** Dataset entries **
|---|
PR #303, opened 2022-06-21
reporting: split logic into modules and fix span highlighting bug

### LINKED ISSUE #299: reporting: Start span start line mis-calculation
In the following error report:
image

The highlighter mistakingly highlights the `9` line number. The span of the expression does not actually begin on the 9th line. This might be a mistake within the lexing implementation or a miscalculation within the report offset to `(col, row)` calculation. It's clear that the line of the span is for some reason being recorded as the end of line 9 where there is a `\n` character at the end. 

Further investigation yielded that the actual span of expression (as printed from the raw source is):
```
loc=134:195, actual="IoError = struct(
    error: IoErrorType,
    message: str,
);"
```

Ideally, the report should not highlight the line number 9, like so:

image

This could be fixed by changing `offset_col_row` by not counting the `\n` in the case of the initial span offset, an implementation could be:
```rust
pub(crate) fn offset_col_row(offset: usize, source: &str, non_inclusive: bool) -> (/* col: */ usize, /* row: */ usize) {
    let source_lines = source.split('\n');

    let mut bytes_skipped = 0;
    let mut total_lines: usize = 0;
    let mut last_line_len = 0;

    let mut line_index = None;
    for (line_idx, line) in source_lines.enumerate() {
        // One byte for the newline
        let skip_width = line.len() + 1;


        // Here, we don't want an inclusive range because we don't want to get the last byte because
        // that will always point 
        let range = if non_inclusive {
            bytes_skipped..bytes_skipped + skip_width
        } else {
            bytes_skipped..bytes_skipped + skip_width + 1
        };

        if range.contains(&offset) {
            line_index = Some((offset - bytes_skipped, line_idx));
            break;
        }

        bytes_skipped += skip_width;
        total_lines += 1;
        last_line_len = line.len();
    }

    line_index.unwrap_or((
        last_line_len.saturating_sub(1),
        total_lines.saturating_sub(1),
    ))
}
```

feds01:
This PR is a minor refactor of the `hash_reporting` crate, primarily designed to split the logic of the reporting into separate and more manageable modules. This PR also fixes a bug where line numbers of the erroneous span would sometimes be highlighted incorrectly. 

Further improvements to the `hash_reporting` crate such as splitting the definition of the various reporting components and the logic to render the reporting components will also be added (but in a separate PR).

closes #299

### DIFF
--- a/compiler/hash-reporting/src/report.rs
+++ b/compiler/hash-reporting/src/report.rs
@@ -13,13 +13,13 @@ use crate::{
     writer::{offset_col_row, ReportCodeBlockInfo, ERROR_MARKING_CHAR},
 };
 
-/// Enumeration describing the kind of [Report]; either being a warning, info or a
+/// Enumeration describing the kind of [Report]; either being a warning, info or an
 /// error.
 #[derive(Debug, Copy, Clone, Hash, Eq, PartialEq)]
 pub enum ReportKind {
     /// The report is an error.
     Error,
-    /// The report is an informational diagnostic(likely for internal purposes).
+    /// The report is an informational diagnostic (likely for internal purposes).
     Info,
     /// The report is a warning.
     Warning,
@@ -134,9 +134,9 @@ impl ReportCodeBlock {
 
                 let location = self.source_location.span;
 
-                let (start_col, start_row) = offset_col_row(location.start(), source);
-                let (end_col, end_row) = offset_col_row(location.end(), source);
-                let (_, last_row) = offset_col_row(source.len(), source);
+                let (start_col, start_row) = offset_col_row(location.start(), source, true);
+                let (end_col, end_row) = offset_col_row(location.end(), source, false);
+                let (_, last_row) = offset_col_row(source.len(), source, false);
 
                 let (top_buf, bottom_buf) = compute_buffers(start_row, end_row);
                 let indent_width = (start_row.saturating_sub(top_buf) + 1)
--- a/compiler/hash-reporting/src/report.rs
+++ b/compiler/hash-reporting/src/report.rs
@@ -1,28 +1,34 @@
-//! Hash Compiler error and warning reporting module.
-use crate::highlight::{highlight, Colour, Modifier};
-use core::fmt;
-use hash_error_codes::error_codes::HashErrorCode;
-use hash_source::{location::SourceLocation, SourceMap};
-use hash_utils::path::adjust_canonicalization;
 use std::{
     cell::Cell,
+    fmt,
     iter::{once, repeat},
 };
 
-const ERROR_MARKING_CHAR: &str = "^";
+use hash_error_codes::error_codes::HashErrorCode;
+use hash_source::{location::SourceLocation, SourceMap};
+use hash_utils::path::adjust_canonicalization;
 
-/// Enumeration describing the type of report; either being a warning, info or a
+use crate::{
+    highlight::{highlight, Colour, Modifier},
+    writer::{offset_col_row, ReportCodeBlockInfo, ERROR_MARKING_CHAR},
+};
+
+/// Enumeration describing the kind of [Report]; either being a warning, info or a
 /// error.
 #[derive(Debug, Copy, Clone, Hash, Eq, PartialEq)]
 pub enum ReportKind {
+    /// The report is an error.
     Error,
+    /// The report is an informational diagnostic(likely for internal purposes).
     Info,
+    /// The report is a warning.
     Warning,
+    // @@TODO: Add `Internal` variant: This is an internal compiler error.
 }
 
 impl ReportKind {
     /// Get the [Colour] of the label associated with the [ReportKind].
-    fn as_colour(&self) -> Colour {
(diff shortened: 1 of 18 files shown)


compiler/hash-reporting/src/report.rs
```diff
@@ -1,28 +1,34 @@
...
+use hash_source::{location::SourceLocation, SourceMap};
+use hash_utils::path::adjust_canonicalization;
+
+use crate::{
+    highlight::{highlight, Colour, Modifier},
+    writer::{offset_col_row, ReportCodeBlockInfo, ERROR_MARKING_CHAR},
+};
 
-/// Enumeration describing the type of report; either being a warning, info or a
+/// Enumeration describing the kind of [Report]; either being a warning, info or a
```
kontheocharis, line 16: nitpick `a error` -> `an error`

compiler/hash-reporting/src/report.rs
```diff
@@ -1,28 +1,34 @@
...
 /// error.
 #[derive(Debug, Copy, Clone, Hash, Eq, PartialEq)]
 pub enum ReportKind {
+    /// The report is an error.
     Error,
+    /// The report is an informational diagnostic(likely for internal purposes).
```
kontheocharis, line 22: space before parentheses

compiler/hash-reporting/src/report.rs
```diff
@@ -1,28 +1,34 @@
...
     Info,
+    /// The report is a warning.
     Warning,
+    // @@TODO: Add `Internal` variant: This is an internal compiler error.
```
kontheocharis, line 26: Does this mean that panics essentially create Internal reports and print them when they happen?

compiler/hash-reporting/src/report.rs
```diff
@@ -161,18 +125,20 @@ impl ReportCodeBlock {
...
                 let source = modules.contents_by_id(source_id);
 
                 let location = self.source_location.span;
+                // println!("loc={location}, actual=\"{}\"", &source[location.start()..=location.end()]);
 
-                let (start_col, start_row) = offset_col_row(location.start(), source);
-                let (end_col, end_row) = offset_col_row(location.end(), source);
-                let (_, last_row) = offset_col_row(source.len(), source);
+                let (start_col, start_row) = offset_col_row(location.start(), source, true);
+                // println!("start_row={start_row}");
```
kontheocharis, line 139: Remove

compiler/hash-reporting/src/report.rs
```diff
@@ -161,18 +125,20 @@ impl ReportCodeBlock {
...
-    fn info<T: SourceMap>(&self, modules: &T) -> ReportCodeBlockInfo {
+    pub(crate) fn info<T: SourceMap>(&self, modules: &T) -> ReportCodeBlockInfo {
         match self.info.get() {
             Some(info) => info,
             None => {
                 let source_id = self.source_location.source_id;
                 let source = modules.contents_by_id(source_id);
 
                 let location = self.source_location.span;
+                // println!("loc={location}, actual=\"{}\"", &source[location.start()..=location.end()]);
```
kontheocharis, line 136: Remove

compiler/hash-reporting/src/report.rs
```diff
@@ -252,10 +218,11 @@ impl ReportCodeBlock {
                 index + 1,
                 pad_width = longest_indent_width
             );
+
             writeln!(
                 f,
                 "{} {}   {}",
-                if (start_row..=end_row).contains(&index) {
+                if (start_row..=end_row).contains(&index) && !line.is_empty() {
```
kontheocharis, line 225: Will this not skip over some lines in the file?

compiler/hash-reporting/src/writer.rs
```diff
@@ -0,0 +1,146 @@
...
+    let mut total_lines: usize = 0;
+    let mut last_line_len = 0;
+
+    let mut line_index = None;
+    for (line_idx, line) in source_lines.enumerate() {
+        // One byte for the newline
+        let skip_width = line.len() + 1;
+
+        // Here, we don't want an inclusive range because we don't want to get the last byte because
+        // that will always point
```
kontheocharis, line 49: Will always point to what?

kontheocharis (changes requested):

compiler/hash-reporting/src/report.rs
feds01: No since this is also occurring on the print below as well

compiler/hash-reporting/src/report.rs
kontheocharis: But is the reporter responsible for the abort? Surely it would make more sense if as far as the reporter is concerned Internal  is just another "color mode" (anyway, a cosmetic setting); and the actual abort logic is basically just the panic handler creating an Internal report, printing it, and then aborting right there and then (so maybe the panic handler should add the stack trace as part of the report).

feds01: Yes that is what I was intending, it's purely cosmetic and the panic should occur in the call site.

kontheocharis (approved):

PR #309, opened 2022-06-24
reporting: implement `block` mode for larger spans

### LINKED ISSUE #290: reporting: display large spans in a more elegant way.
Currently, the reporting of errors does not consider that some spans that are highlighted might be large or span multiple lines. IN the event of spanning multiple lines, we want to create a better span annotation in order to reduce the reported span being an eye sore. There are two things that can be done:

- Annotate multi-line spans using a wrapping arrow, here is an example from rust:
```rust
error[E0308]: `match` arms have incompatible types
  --> src/main.rs:8:13
   |
4  |       let _ = match some_moon_phase {
   |  _____________-
5  | |         [1, .., k] => println!("k is {k}"),
   | |                       -------------------- this is found to be of type `()`
6  | |         _ => {
7  | |             println!("ok");
8  | |             2
   | |             ^ expected `()`, found integer
9  | |         }
10 | |     };
   | |_____- `match` arms have incompatible types

```

- Secondly, for large spans, we can skip rendering lines by using `...`, for example:
```rust
error[E0308]: `match` arms have incompatible types
 --> src/main.rs:9:13
  |
4 |     let _ = match some_moon_phase {
  |             --------------------- `match` arms have incompatible types
5 |         [1, .., k] => {
6 |             println!("k is {k}");
  |             -------------------- this is found to be of type `()`
...
9 |             2
  |             ^ expected `()`, found integer
```

feds01:
This patch adds a separation of logic for rendering reports and the actual definitions of the data structures. This patch also introduces modes for printing reports, specifically `block` and `line` modes. The `line` mode is self-explanatory and is used to render reports with single line spans, whereas the `block` mode is used for larger spans.

closes #290 

There is still some work to be done when shortening even larger spans by omitting line spans and replacing the lines with `..` as detailed in #290

### DIFF
--- a/compiler/hash-reporting/src/render.rs
+++ b/compiler/hash-reporting/src/render.rs
@@ -1,11 +1,20 @@
-//! Hash diagnostic report rendering logic.
+//! Hash diagnostic report rendering logic. Within this renderer,
+//! there are currently two modes: `line` and `block`. Within this
+//! module, the modes are often referred to either being line or block.
+//! The difference between the two modes is how they are displayed
+//! when rendered. The `line` mode is designed to highlight spans that
+//! are contained to a single line, whereas `block` mode is designed to
+//! for bulkier spans that might take up many lines. More specific examples
+//! of both modes are located in the documentation of the functions
+//! that are responsible for rendering either mode.
 
 use std::{
     fmt,
-    iter::{once, repeat},
+    iter::{once, repeat, Enumerate, Skip, Take},
+    str::Split,
 };
 
-use hash_source::SourceMap;
+use hash_source::{location::SourceLocation, SourceMap};
 use hash_utils::path::adjust_canonicalization;
 
 use crate::{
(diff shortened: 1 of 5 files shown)


compiler/hash-reporting/src/render.rs
```diff
@@ -0,0 +1,464 @@
...
+
+/// Function to compute a row and column number from a given source string
+/// and an offset within the source. This will take into account the number
+/// of encountered newlines and characters per line in order to compute
+/// precise row and column numbers of the span.
+pub(crate) fn offset_col_row(
+    offset: usize,
+    source: &str,
+    non_inclusive: bool,
+) -> (/* col: */ usize, /* row: */ usize) {
```
kontheocharis, line 42: Maybe it might be worth it to make a `ColRowOffset` struct with fields `col` and `row`?

compiler/hash-reporting/src/render.rs
```diff
@@ -0,0 +1,464 @@
...
+            }
+        }
+    }
+
+    /// Function to extract the block of the code that will be used to display the span
+    /// of the diagnostic.
+    fn get_source_view<'a, T: SourceMap>(
+        &self,
+        modules: &'a T,
+    ) -> Take<Skip<Enumerate<Split<'a, char>>>> {
```
kontheocharis, line 149: Is it possible to just write `impl Iterator<Item=&str>` here?

kontheocharis (approved):

compiler/hash-reporting/src/render.rs
feds01: apparently you can't

feds01: Also, it would be `char` not `str` right

PR #310, opened 2022-06-25
Add rustfmt options to group imports and format comments

kontheocharis:
This should hopefully lead to a more consistent code appearance, and shorter import lists.


rustfmt.toml
```diff
@@ -1 +1,3 @@
-single_line_if_else_max_width = 92
```
feds01, line 1: I am a fan of single line if statements, I would personally keep this rule.

feds01 (changes requested):

feds01 (approved):

PR #321, opened 2022-06-28
AST+TC: fix todos within the AST and add basic location information during tc traversal

feds01:
This patch fixes the two outstanding todos within `ast.rs`:
- `VariableExpr` should not have `type_args` on it and any expression which is an `AccessName` followed by type arguments should be parsed as a `TypeFunctionCall`.
- rename `FunctionDefArg` and friends to `FunctionDefParam`

This patch also adds basic information about term locations during traversal, which has led to the first error report within typechecking to be rendered with locations!

### DIFF
--- a/compiler/hash-typecheck/src/ops/building.rs
+++ b/compiler/hash-typecheck/src/ops/building.rs
@@ -10,7 +10,7 @@ use crate::storage::{
     },
     GlobalStorage,
 };
-use hash_source::identifier::Identifier;
+use hash_source::{identifier::Identifier, location::SourceLocation};
 use std::cell::{Cell, RefCell};
 
 /// Helper to create various primitive constructions (from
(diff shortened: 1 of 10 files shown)


compiler/hash-typecheck/src/ops/building.rs
```diff
@@ -530,8 +535,8 @@ impl<'gs> PrimitiveBuilder<'gs> {
         self.create_term(Term::AppTyFn(app_ty_fn))
     }
 
-    /// Release [Self], returning the original [GlobalStorage].
-    pub fn release(self) -> &'gs mut GlobalStorage {
-        self.gs.into_inner()
+    /// Add a [SourceLocation] to a [Term].
+    pub fn add_location_to(&self, subject: TermId, location: SourceLocation) {
```
kontheocharis, line 539: Maybe this should be called `add_location_to_term`?

compiler/hash-typecheck/src/traverse/mod.rs
```diff
@@ -101,11 +110,22 @@ impl<'gs, 'ls, 'cd, 'src> visitor::AstVisitor for TcVisitor<'gs, 'ls, 'cd, 'src>
...
+        let location = self.source_location(first_name.span());
+
+        let builder = self.builder();
+        let mut current_term = builder.create_var_term(*first_name.body());
+
+        builder.add_location_to(current_term, location);
+
         for access_name in names {
-            current_term = builder.create_ns_access(current_term, *access_name.body())
+            let name_location = SourceLocation { span: access_name.span(), source_id };
```
kontheocharis, line 125: Can use `self.source_location` here.

feds01: You cannot use `self.source_location` since the builder is being instantiated above and that would mean that it's being borrowed as mutable and the immutable...

PR #325, opened 2022-06-28
TC: Implement declarations and add validation to existing traversals

### LINKED ISSUE #324: TC: Implement traversal of declarations

kontheocharis:
This PR also adds formatting for scopes, which should help in debugging!
Declaration traversal is not yet fully complete, because it does not deal with mutability or visibility (some checks need to be implemented for this). Furthermore, the only patterns supported right now are binding patterns.

Closes #324.

### DIFF
--- a/compiler/hash-typecheck/src/fmt.rs
+++ b/compiler/hash-typecheck/src/fmt.rs
@@ -2,14 +2,29 @@
 //! debug output.
 use crate::storage::{
     primitives::{
-        ArgsId, EnumDef, Level0Term, Level1Term, Level2Term, Level3Term, ModDefId, ModDefOrigin,
-        NominalDef, NominalDefId, ParamsId, StructDef, SubSubject, Term, TermId, TrtDefId,
-        UnresolvedTerm,
+        ArgsId, EnumDef, Level0Term, Level1Term, Level2Term, Level3Term, MemberData, ModDefId,
+        ModDefOrigin, Mutability, NominalDef, NominalDefId, ParamsId, ScopeId, StructDef,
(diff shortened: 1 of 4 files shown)


compiler/hash-typecheck/src/fmt.rs
```diff
@@ -33,6 +48,66 @@ impl<'gs> TcFormatter<'gs> {
...
+        let scope_value_fmt_opts = TcFormatOpts { expand: true, ..TcFormatOpts::default() };
+
+        for member in scope.iter() {
+            let mutability = match member.mutability {
+                Mutability::Mutable => "mut ",
+                Mutability::Immutable => "",
+            };
+            let visibility = match member.visibility {
+                Visibility::Public => "pub ",
+                Visibility::Private => "pri ",
```
feds01, line 64:
```suggestion
                Visibility::Private => "priv ",
```

compiler/hash-typecheck/src/traverse/mod.rs
```diff
@@ -688,14 +702,19 @@ impl<'gs, 'ls, 'cd, 'src> visitor::AstVisitor for TcVisitor<'gs, 'ls, 'cd, 'src>
...
             // warn if it isn't?
         }
 
         // Traverse the ending expression, if any, or return void.
         match &node.expr {
-            Some(expr) => self.visit_expression(ctx, expr.ast_ref()),
+            Some(expr) => {
+                let expr_id = self.visit_expression(ctx, expr.ast_ref())?;
+                self.validator().validate_term(expr_id)?;
+                Ok(expr_id)
```
feds01, line 716: should return simplified id

Issue #345, opened 2022-06-30
Bug: Type function types always fail to parse


kontheocharis:
The following snippet:

```rust
x: <T: Type> -> Type
```

fails to parse. This is also the case for any other type function type, as seen in the screenshot below:

![Screenshot 2022-06-30 at 19 10 26](https://user-images.githubusercontent.com/18248100/176748111-ae5a10b2-e99e-42e9-b320-2d195a174cca.png)

PR #347, opened 2022-06-30
TC: Implement traversal of type functions

### LINKED ISSUE #341: TC: Traverse type functions

kontheocharis:
This PR implements AST traversal and typechecking of type functions and type function types. It also fixes the previous implementation of validation/simplification for type functions, to enter parameter scope before validating the return type and value.

Closes #341.


kontheocharis:
Note that type function type traversal cannot currently be tested due to #345.

feds01 (approved):

PR #349, opened 2022-07-01
pipeline: re-organise sources structure

### LINKED ISSUE #306: ErrorReporting: Add panic macros that take Term/Span as argument and print a report

feds01:
This PR attempts to separate `SourceMap` from `Sources` so that it can be referenced independently of `Sources`. This will come in handy when wanting to simply report without giving the whole `SourceMap` to the relevant functions. This also adds missing documentation to relevant modules that store the source map implementation.

closes #306


kontheocharis (approved):

compiler/hash-parser/src/import_resolver.rs
```diff
@@ -3,42 +3,65 @@
...
-pub struct ImportResolver {
+/// The [ImportResolver] contains internal logic for resolving the path
+/// and contents of a module import, in order to prepare it for lexing
+/// and parsing.
+pub struct ImportResolver<'p> {
+    /// The associated [SourceId] with the import resolution.
     source_id: SourceId,
-    root_dir: PathBuf,
+    /// Working directory from where the import path resolution occurs.
+    root_dir: &'p PathBuf,
```
kontheocharis, line 18: Can use Path here

compiler/hash-reporting/src/macros.rs
```diff
@@ -0,0 +1,41 @@
...
+            let mut report = $crate::builder::ReportBuilder::new();
+            report
+                .with_kind($crate::report::ReportKind::Internal)
+                .with_message(message)
+                .add_element($crate::report::ReportElement::CodeBlock($crate::report::ReportCodeBlock::new(
+                    $location,
+                    "here",
+                )));
+
+            println!("{}", $crate::writer::ReportWriter::new(report.build(), $sources));
```
kontheocharis, line 22: Maybe this should go to stderr?

compiler/hash-typecheck/src/diagnostics/macros.rs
|---|
** Exercise directions **
Only one number is needed: please count the lines of the entries above in which the string "false" occurs.

** Completed task **
2